Exercise:
Go through the records below and copy out every line that contains the word "form".

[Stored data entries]
Issue #3597, opened 2014-12-05
Reportback Files: Add uid_reviewer and reviewed timestamp


aaronschachter:
Not critical, but would be useful to store who reviewed each image and at what time.
- `review_uid`
- `review_timestamp`
- `review_source` -- could be the path of page, or `ios` for the iOS RB Reviewer app

Issue #3564, opened 2014-12-01
Reportback Flag form


aaronschachter:
- [x] Add the "Flag reportback" form functionality, which sets Flagged Reason, and whether or not to delete files, to the new Reportback admin view.
- [x] Store Flagged and Flagged Reasons on Reportback if flagged
- [x] Delete files if "Delete" selected

PR #3608, opened 2014-12-09
ReportbackFile Entity

aaronschachter:
- Adds ReportbackFileEntity class to facilitate issues like #3564 and #3597
- Fixes access callback for `admin/users/rb`

### DIFF
--- a/lib/modules/dosomething/dosomething_reportback/dosomething_reportback.module
+++ b/lib/modules/dosomething/dosomething_reportback/dosomething_reportback.module
@@ -26,6 +26,20 @@ function dosomething_reportback_entity_info() {
     'module' => 'dosomething_reportback',
     'views controller class' => 'EntityDefaultViewsController',
   );
+  $info['reportback_file'] = array(
+    'label' => t('Reportback File'),
+    'base table' => 'dosomething_reportback_file',
+    'entity keys' => array(
+      'id' => 'fid',
+      'label' => 'fid',
+    ),
+    'entity class' => 'ReportbackFileEntity',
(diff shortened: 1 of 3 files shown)


lib/modules/dosomething/dosomething_reportback/dosomething_reportback.module
```diff
@@ -237,15 +251,22 @@ function dosomething_reportback_review_page_access($entity) {
   if (!user_access('view any reportback')) {
     return FALSE;
   }
+  // If no entity was passed, that's fine -- we'll display all reportbacks.
+  if ($entity == NULL) {
```
sergiitk, line 255: Did you mean `is_null()` or `!empty()`?

aaronschachter, line 255: Hmm yeah, i'm checking for `is_null`.  change?

sergiitk, line 255: Unless you want also meant a case when `$entity = FALSE` because `FALSE == NULL`:

``` php
php > var_dump(FALSE == NULL);
bool(true)
```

Reply:
Reportback Flag form
- [x] Add the "Flag reportback" form functionality, which sets Flagged Reason, and whether or not to delete files, to the new Reportback admin view.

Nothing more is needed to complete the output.